TASK DIRECTIONS: Nothing less than an exact copy of all the records is required.

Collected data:
-----
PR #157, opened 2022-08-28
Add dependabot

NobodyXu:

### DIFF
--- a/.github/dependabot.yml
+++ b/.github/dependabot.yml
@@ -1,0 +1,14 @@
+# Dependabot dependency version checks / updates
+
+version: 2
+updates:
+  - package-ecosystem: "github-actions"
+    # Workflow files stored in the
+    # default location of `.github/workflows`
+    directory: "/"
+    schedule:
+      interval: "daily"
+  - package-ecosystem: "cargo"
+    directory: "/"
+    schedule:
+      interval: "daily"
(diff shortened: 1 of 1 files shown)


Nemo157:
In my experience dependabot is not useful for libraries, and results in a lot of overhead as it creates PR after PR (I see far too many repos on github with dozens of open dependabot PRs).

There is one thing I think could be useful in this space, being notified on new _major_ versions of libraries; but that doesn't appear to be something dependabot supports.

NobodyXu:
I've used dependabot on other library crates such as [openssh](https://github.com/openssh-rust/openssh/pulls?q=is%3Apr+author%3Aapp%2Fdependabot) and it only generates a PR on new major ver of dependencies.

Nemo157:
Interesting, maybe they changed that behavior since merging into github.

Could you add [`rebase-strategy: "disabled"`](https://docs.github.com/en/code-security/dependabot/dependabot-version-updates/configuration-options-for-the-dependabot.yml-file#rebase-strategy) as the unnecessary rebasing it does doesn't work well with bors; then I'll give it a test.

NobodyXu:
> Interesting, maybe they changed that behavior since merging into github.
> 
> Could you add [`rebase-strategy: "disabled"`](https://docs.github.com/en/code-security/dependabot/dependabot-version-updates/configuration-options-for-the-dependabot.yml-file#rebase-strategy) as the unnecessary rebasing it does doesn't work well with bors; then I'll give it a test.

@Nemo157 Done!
-----
RESULT OF THE EXERCISE:
PR #157, opened 2022-08-28
Add dependabot

NobodyXu:

### DIFF
--- a/.github/dependabot.yml
+++ b/.github/dependabot.yml
@@ -1,0 +1,14 @@
+# Dependabot dependency version checks / updates
+
+version: 2
+updates:
+  - package-ecosystem: "github-actions"
+    # Workflow files stored in the
+    # default location of `.github/workflows`
+    directory: "/"
+    schedule:
+      interval: "daily"
+  - package-ecosystem: "cargo"
+    directory: "/"
+    schedule:
+      interval: "daily"
(diff shortened: 1 of 1 files shown)


Nemo157:
In my experience dependabot is not useful for libraries, and results in a lot of overhead as it creates PR after PR (I see far too many repos on github with dozens of open dependabot PRs).

There is one thing I think could be useful in this space, being notified on new _major_ versions of libraries; but that doesn't appear to be something dependabot supports.

NobodyXu:
I've used dependabot on other library crates such as [openssh](https://github.com/openssh-rust/openssh/pulls?q=is%3Apr+author%3Aapp%2Fdependabot) and it only generates a PR on new major ver of dependencies.

Nemo157:
Interesting, maybe they changed that behavior since merging into github.

Could you add [`rebase-strategy: "disabled"`](https://docs.github.com/en/code-security/dependabot/dependabot-version-updates/configuration-options-for-the-dependabot.yml-file#rebase-strategy) as the unnecessary rebasing it does doesn't work well with bors; then I'll give it a test.

NobodyXu:
> Interesting, maybe they changed that behavior since merging into github.
> 
> Could you add [`rebase-strategy: "disabled"`](https://docs.github.com/en/code-security/dependabot/dependabot-version-updates/configuration-options-for-the-dependabot.yml-file#rebase-strategy) as the unnecessary rebasing it does doesn't work well with bors; then I'll give it a test.

@Nemo157 Done!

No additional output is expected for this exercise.